SWAZI DRUG SHORTAGE CRISIS DEEPENS



Parliamentarians in Swaziland have given the government seven days to sort out the drugs shortage crisis crippling public health facilities in the kingdom.

E236 million (US$18 million) is reportedly owed and drug companies have suspended delivery of medicines until bills are paid.

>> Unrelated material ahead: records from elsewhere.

PR #2740, opened 2026-08-01
fix(security): close find -exec / write side-doors in shell command whitelist (CWE-184)

kovtcharov-amd:
`run_shell_command` is documented as restricted to *read-only, informational commands* and gated behind confirmation. Before this change, that promise was breakable: the validator only checked the first token against the whitelist, so whitelisted commands with write/exec/delete predicates ran prohibited operations that a direct call blocks. A researcher demonstrated `find … -exec touch {} +` creating a file that direct `touch` cannot (CWE-184). Investigation found the same class of hole in `find -delete`, `find -fprint*`, `sort -o` (incl. `-oFILE`, `-ro`, and `--output` abbreviations like `--out`), and `uniq INPUT OUTPUT` — the researcher's one-line "block find -exec" fix would have left those open. After this change, all of these are rejected while legitimate read-only forms (`-print`/`-printf`/`-ls`/`-name`, plain `sort`/`uniq`) still work.

The audit-workflow hardening and the PSIRT/CVSS triage skill that came out of this finding are in a separate PR (#2752).

## Test plan
- [x] `PYTHONPATH=src python -m pytest tests/unit/test_shell_guardrails.py` — 63 passed (adds find exec/execdir/ok/okdir/delete/fprint*, sort -o/-oFILE/-ro/--out/--output=, uniq-output guards, plus read-only forms staying allowed)
- [x] `black --check` clean on changed files
- [x] Researcher's PoC no longer confirms the bypass against the patched source


kovtcharov-amd:
Good catch on the `sort` comment — it was wrong, and I've fixed it in 734706ce. `sort --help` lists 16 short flags (`-b -d -f -g -i -h -n -r -c -k -m -o -s -t -u -z`), so "'o' is the only short-flag letter" was simply false. Confirmed your `-to` example too: `sort -to file` is legitimate read-only usage (field separator `o`) that this guard rejects. The behaviour stays as-is — over-blocking is the right bias for a security check — but the comment now states the real reason instead of a wrong one, so nobody "corrects" the heuristic later on a false premise.

On the follow-up: `sysctl -w` and `date -s` are real write side-doors on `ALLOWED_COMMANDS`, and you're right that they're lower risk (both need root) and out of scope here. Filing a tracking issue for a full sweep of the whitelist rather than expanding this PR.

kovtcharov-amd:
Both gaps confirmed and fixed in d9398f56 — you were right on both, and both were genuinely reachable.

Verified each is a real write primitive before fixing (not just a theoretical flag):
- `find /tmp -maxdepth 0 -fprint0 /tmp/canary` → file created on disk. Added `-fprint0` to `DANGEROUS_FIND_ACTIONS`.
- `sort -ro/tmp/out.txt in.txt` → file written. The `isalpha()` check failed on the `/`, exactly as you described.

For the `sort` cluster I went slightly broader than a special-case: match the **leading run of letters** as the flag cluster and treat anything after it as an attached value, so `-o`, `-oFILE`, `-ro`, `-ro/tmp/x`, and `-o=FILE` all resolve the same way rather than each needing its own branch. Regression-checked 15 legitimate forms (`-n -rn -k1,1 -t: -c -S1G --reverse --key=1`, plain `sort`) — all still allowed, no new false positives.

Two tests added (`test_find_fprint0_blocked`, `test_sort_output_bundled_attached_blocked`); 65 passing, lint clean.

itomek (approved):

PR #2752, opened 2026-08-03
ci(security): audit allowlist soundness + add PSIRT/CVSS triage skill

kovtcharov-amd:
Two changes that came out of the `find -exec` shell-whitelist finding (fixed separately in #2740), split out so the triage/process improvements don't ride on the code fix.

**1. The security audit now checks allowlist *soundness*, not just guard presence.** That finding slipped past both the sink-taint and suppression-review lenses of `claude-security-audit.yml`: each looked straight at the guarded `subprocess.run`, saw a whitelist guard existed, and passed it — neither asked whether an *allowed* command could act as a gadget for a forbidden action (`find -exec`, `sort -o`, …). The lens prompts now demand that allowlist-soundness / GTFOBins check explicitly, with the case recorded in the header.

The House of Assembly debated the crisis on Thursday (18 May 2017) and agreed a motion compelling Minister for Health Sibongile Simelane to ensure the availability of drugs in hospitals within seven days.

The Swazi Observer reported members of parliament wanted to know what had happened to the E1 billion allocated to health in the national budget in February 2017. ‘They wanted to know if the money they passed was real money or it was just numbers,’ the newspaper reported.

The Times of Swaziland reported the House of Assembly, ‘called for the suspension of all other projects while this matter was being sorted, wondering what benefit would be achieved if the country had beautiful roads or buildings yet had a dying nation’. 

Principal Secretary (PS) at the Ministry of Health Dr Simon Zwane had previously told the Swazi parliament Public Accounts Committee (PAC), ‘We have not paid our suppliers.’

Medicines currently unavailable in the kingdom’s health facilities include drugs for sexual transmitted infections, epilepsy, hypertension and diabetes.

Swaziland, where King Mswati III rules as sub-Saharan Africa’s last absolute monarch, came last in a study of the healthiest nations in the world in 2015.

It came bottom out of 145 countries in the World’s Healthiest Countries report published by Bloomberg. Data for the report was compiled from the United Nations, the World Bank and the World Health Organisation.

The Bloomberg rankings gave each country with a population of 1 million or more a health score and a health-risk score.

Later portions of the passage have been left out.